| HN Mirror

Y	Hacker News new \| ask \| show \| jobs

by kllrnohj 2254 days ago

> It is a pain in the ass to have a variable number of bytes per char.

This is from API & language mistakes more than an issue with UTF-8 itself.

If you actually design your API & system around being UTF-8, like Rust did, then there's really no issue for the programmer. The API enforces the rules, and still gives you things like a simple character iterator (with characters being 32-bit, so that it actually fits: https://doc.rust-lang.org/std/char/index.html). The String class handles all the multi-byte stuff for you, you never "see" it: https://doc.rust-lang.org/std/string/struct.String.html

Retrofitting this into existing languages isn't going to be easy, but that's not an excuse to not do it at all, either.

1 comments

account42 2253 days ago

Character (code point) iterators are useless.
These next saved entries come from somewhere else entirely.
PR #461, opened 2018-07-16
postgis: add support for !bbox! (Mapnik) and !BOX! (MapServer) tokens

### LINKED ISSUE #443: !BBOX! token is incompatible with Mapnik
Tegola requires `!BBOX!` (case-sensitive). Mapnik requires `!bbox!` (also case-sensitive).

This makes it inconvenient to copy SQL from style definitions.

olt:
Replacing both variations to !BBOX! on init, to avoid conversion for each request.

Closes #443


ARolek:
LGTM. I changed the base to the v0.7.0 branch as that's what we're working off of right now for features and non critical bugs. Thanks for the PR!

For parsing text-based formats, UTF-8 has the nice property that the encoded byte sequence of a character is not a subsequence of the encoding for any other chracter or sequence of other characters. This means splitting on byte sequences of UTF-8 works just as well as spliting on code points.

And for text editing you need to deal with grapheme clusers anyway, which can be made up of a variable number of code points - so having these be made up of a variable number of bytes doesn't make anything worse.